HR professionals, who have focussed learning initiatives for high-potential employees can achieve two important objectives:

  • First, the company allocates its training budget in the most efficient way possible, as high-potential employees demonstrate the highest “return on investment.”
  • Second, employees get a powerful tool for self-motivation. New generation of learning solutions for corporate sector provides this out of the box. For example, in SNAPSIM™ the potential ratio depends on learning activities of the user, which are tracked daily. Who would skip learning if one’s results are compared with other employees?

Learning agility as the base of “natural selection”

The assessment of employees’ potential allows a company to understand whether it is worth to invest in a specific employee. Companies don’t expect their employees to spend their whole careers in one company. New business environment dictates the need for agile and versatile professionals who can adapt quickly and switch between areas of expertise, rather than demand for highly specialised professionals.

Нow can we identify agility, if this trait is something that can only be revealed in the future? The answer is simple: we can model the environment for “natural selection” for high potential employees and find out which knowledge and skills s/he acquires better.

How to identify a quality not (yet) demonstrated?

Several personnel assessment methodologies exist on the market. And almost all of them have learnability or learning agility as the cornerstone. Learning agility or learnability measures the speed at which new knowledge and skills are acquired and how quickly what was learned can be transferred on the job. Learnability assessment is a backbone that supports other parts of the assessment process.

Observation of an employee’s activities – how he/she learns and applies what was learned on the job allows to predict how this employee would adapt to changing circumstances.

System requirements for assessment system

Assessment system that is designed to predict future, or at least to predict some future behaviours should have the following characteristics:

  • Reliability.
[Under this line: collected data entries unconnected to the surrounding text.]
PR #1987, opened 2019-08-23
[12.0][IMP] openupgrade_records: detect deleted domains

MiquelRForgeFlow:
The detection of deleted contexts cannot be pushed here, but locally can be done by a little trick.

--

### DIFF
--- a/odoo/addons/openupgrade_records/lib/compare.py
+++ b/odoo/addons/openupgrade_records/lib/compare.py
@@ -285,51 +285,52 @@ def compare_sets(old_records, new_records):
 def compare_xml_sets(old_records, new_records):
     reprs = collections.defaultdict(list)
 
+    def match(match_fields, match_type='direct'):
+        matched_records = []
+        for column in copy.copy(old_records):
+            found = search(column, new_records, match_fields)
+            if found:
+                old_records.remove(column)
+                new_records.remove(found)
+                if match_type != 'direct':
+                    column['old'] = True
+                    found['new'] = True
+                    column[match_type] = found['module']
+                    found[match_type] = module_map(column['module'])
+                if column['domain'] != found['domain'] and \
+                        column['domain'] != '[]' and \
+                        found['domain'] is False:
+                    column['domain'] = False
+                    found['domain'] = True
+                else:
+                    column['domain'] = False
+                    found['domain'] = False
+                if match_type != 'direct':
+                    matched_records.append(column)
+                    matched_records.append(found)
+                elif match_type == 'direct' and found['domain']:
+                    matched_records.append(found)
+        return matched_records
+
     # direct match
-    match_fields = ['module', 'model', 'name']
-    for column in copy.copy(old_records):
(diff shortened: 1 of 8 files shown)


pedrobaeza:
And what about context?

odoo/addons/openupgrade_records/lib/compare.py
```diff
@@ -287,11 +287,22 @@ def compare_xml_sets(old_records, new_records):
 
     # direct match
     match_fields = ['module', 'model', 'name']
+    modified_records = []
     for column in copy.copy(old_records):
         found = search(column, new_records, match_fields)
         if found:
             old_records.remove(column)
             new_records.remove(found)
+            if column['domain'] != found['domain'] and \
```
pedrobaeza: Can't all these ifs be simplified a bit? And why you need to do something similar several times? Or at least they can be extracted to a method.

MiquelRForgeFlow:
> And what about context?

I said before:
> The detection of deleted contexts cannot be pushed here, but locally can be done by a little trick.

odoo/addons/openupgrade_records/lib/compare.py
MiquelRForgeFlow: ok

pedrobaeza:
But I don't get what that means... and why it doesn't work the same as with domain?

MiquelRForgeFlow:
Because in the domain case, the implicit default domain is `False` and the explicit domain is `[]`. Thus, we can distinguish between them.
In the case of context, both the implicit and the explicit default context is `{}`. The trick I do locally is to change the default implicit context by `{ }`.

pedrobaeza:
But if I get it correctly, it doesn't matter: what you try to see is if there's a change in that context. It doesn't matter that implicitly an empty context is the same as `{}`. If on N-1 you have empty context and in N `{}` context, you don't need to do anything.

MiquelRForgeFlow:
I don't want to check when there is a change in a context. That would give us a lot of irrelevant data. What I want to detect is only when in old version you have a context different from `{}` and in new version you don't have an explicit context. The problem is: there is no way to distinguish between a context explicit declared as `{}` and a not declared context.

pedrobaeza:
OK, now I see the problem. Thanks for the info.

pedrobaeza:
Is this finished?

StefanRijnhart (approved):

MiquelRForgeFlow:
Yeah, it's finished. It's just that I was waiting for Martin merging my related PRs in odoo to avoid doing merge of the two commits marked as "temporal". Do you prefer to wait or proceed to merge?

pedrobaeza:
Is this detecting missing context then?

As they don't hurt even if fixed upstream, I would say to go on.

MiquelRForgeFlow:
No, this doesn't detect context, as I explained before. But locally I run a detection of the context case, and the purchase commit case was the unique context case I found.

pedrobaeza:
OK, I merge this, but can't you put anything for doing it work that not being done locally?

All factors that can impact data integrity in assessments, should be excluded. Ideally, the system should only use two possible states: “user knows it / user doesn’t know it”.
  • Accuracy. Only confirmed level of knowledge and skills should be assessed. Ideally, knowledge and skills should be assessed with the help of technology as well via the observation on the job.
  • Comparability. The system or method should make it possible to compare learning metrics and behaviours of different periods or learning topics. This is the only to assess an employee’s abilities.
  • Accessibility. Assessment criteria should understandable for employees as well as line managers, HR and L&D professionals.
  • consistent Assessment should be embedded into something employees already do, for example assessment can embedded into learning.
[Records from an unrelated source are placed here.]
PR #1990, opened 2019-08-27
[12.0][MIG] mass_mailing_event: Nothing to do

OthmaneGhandi:
There is no fields that were added or changes in xml views

--


MiquelRForgeFlow (approved):

rafaelbn:
This is a mistake, this module should be migrated.

pedrobaeza:
This is not an error. This is an core module that has nothing to do with the OCA module.

rafaelbn:
It's not. Is an error. I'm recording a video. The mistake is to think that the functionality that Odoo introduces is the same as what it had. It's very different

pedrobaeza:
No, the problem is that Odoo has hijacked the module name.

rafaelbn:
OK, we need a new module **name** an migrate it.

The module that shouldn't be migrate to v12 is https://github.com/OCA/event/tree/10.0/event_registration_mass_mailing which is the funcionality Odoo core include not this one mass_mailing_event.

@OthmaneGhandi @MiquelRForgeFlow I explain you the module functionality as it look you didn't know it.

Video explaining the functionally lost:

If the system meets all the requirements mentioned above, L&D and HR professionals can see how the potential metrics of employees change over time and have a real-time rating of employees.

Achievement visualisation as a motivation tool

Employees should also have opportunity to see their achievements over periods of time in comparison with other employees. Good visualisation plays a critical role and helps to see their own progress, strong and weak points. Also, if the system presents the development of leadership capabilities over time, like learning agility, ambition and grit, it forces the employee to work more to be a future leader.
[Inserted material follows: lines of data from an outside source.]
PR #2001, opened 2019-09-09
[MIG] account_analytic_distribution: Migration scripts

pedrobaeza:
cc @Tecnativa

### DIFF
--- a/addons/analytic/migrations/12.0.1.1/post-migration.py
+++ b/addons/analytic/migrations/12.0.1.1/post-migration.py
@@ -3,6 +3,7 @@
 # License AGPL-3.0 or later (http://www.gnu.org/licenses/agpl.html).
 
 from openupgradelib import openupgrade
+from psycopg2 import sql
 
 
 def fill_account_analytic_line_company_id(cr):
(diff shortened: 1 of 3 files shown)


StefanRijnhart (approved):

pedrobaeza:
@StefanRijnhart check the use I have done of `sql.SQL` method from psycopg2 for building queries. It's very versatile and more secure than `AsIs`. For v13 I will use it massively.

StefanRijnhart:
Yes, I've seen it. I think I wasn't sure if it actually prevents SQL injections when I looked into this module some time ago. Do you have info on that?

pedrobaeza:
using `sql.Identifier()` for adding the column/table names prevents the SQL injection through a check performed on `format` method.

StefanRijnhart:
That's great!

pedrobaeza:
Look this snippet:
```python
>>> query = sql.SQL("SELECT * FROM {table}")
>>> env.cr.execute(query.format(table=sql.Identifier('res_partner')))  # no error
>>> env.cr.execute(query.format(table=sql.Identifier("res_partner; UPDATE res_partner SET name='x' WHERE id=1")))

ERROR: relation "res_partner; UPDATE res_partner SET name='x' WHERE id=1" does not exist
LINE 1: SELECT * FROM "res_partner; UPDATE res_partner SET name='x' ...
                      ^

  File "<console>", line 1, in <module>
  File "/opt/odoo/custom/src/odoo/odoo/sql_db.py", line 155, in wrapper
  File "/opt/odoo/custom/src/odoo/odoo/sql_db.py", line 232, in execute
psycopg2.ProgrammingError: relation "res_partner; UPDATE res_partner SET name='x' WHERE id=1" does not exist
LINE 1: SELECT * FROM "res_partner; UPDATE res_partner SET name='x' ...
```

In fact, more than a check itself, it's that it's enclosed for fully qualified query.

Visualisation itself can be a strong motivator. It becomes stronger when there is an opportunity to compare him/herself in the past and the current state of skills and knowledge.

If the user sees the visualisation as reflection of his/her actions, then the user get stimuli to change “the picture” for the better.

When employees can compare their achievements with other people, it can also be a leverage, as it forms a very visual and powerful form of peer review.

How does this strategy help HR managers and L&D professionals?

  • First, HR managers and L&D professionals can provide clear recommendations for personnel decisions (promotion, need for additional motivation) based on hard data and not on opinions.
  • Second, HR managers get a tool that helps to track employees with the highest and with the lowest potential real-time. It will help to focus efforts on two groups of employees, which are worth attention: those who are “lagging behind” and those who have distinctive talents.

How does this strategy help employees?

  • First, employees can track metrics of their potential, and their actions in the learning system have a clear impact on it.
  • Second, employees find themselves in the competition – they understand that their managers can compare metrics of potential of different categories of employees. This creates a challenge which forces them to achieve more.